Golfers can head to the Saunton Sands Golf Club to try their hand at the two, 18-hole courses located in the depths of Braunton Burrows (a UNESCO world heritage site) once described as a ‘wonderfully absorbing challenge’ by Sir Nick Faldo.
More dog-friendly hotels
In one of the most beautiful locations along the South Devon coastline, Soar Mill Cove perches in a dip in the landscape, with uninterrupted views of the sea, and a beach that could almost be considered private.
Like an escape back to a bygone era, it is elegant whilst welcoming families, with plenty to do including tennis courts and a swimming pool and spa. Many rooms have their own terraces, and lots of space for dogs to relax with their owners. All they ask is for a a nominal fee of £10 a night per pooch.
For those looking to explore the Yorkshire Dales, Hipping Hall provides country style alongside contemporary hospitality. A refurbished property dating back to the 18th century, many of the rooms and suites are located in the former stables, whilst other areas of the property enjoy a history as far back as the 15th century.
Providing intrigue and elegance all in one go, it is a longstanding favourite of Good Hotel Guide reviewers, with five dog friendly bedrooms in the stables, and also permitting dogs in the orangery.
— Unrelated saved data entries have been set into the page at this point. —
PR #5212, opened 2016-05-03
Make sure a task is removed after 30 days

mmascher:

PR #5221, opened 2016-05-19
Remove task

mmascher:
Continuation of https://github.com/dmwm/CRABServer/pull/5212


mmascher:
Should be the right time now.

Set between the Lake District and Yorkshire Dales National Parks, The Sun Inn is an understated pub with rooms style destination, dating back to the 17th century. Despite its modest nature, this inn holds many an award for its warm welcome and carefully considered details such as carpets woven from local wool.
A favourite amongst walkers, dogs are welcomed with a complimentary ‘pooch pack’ on arrival including a towel, a dog bowl and a special doggy treat and a dog trail map provided, including a short walk immediately from the door.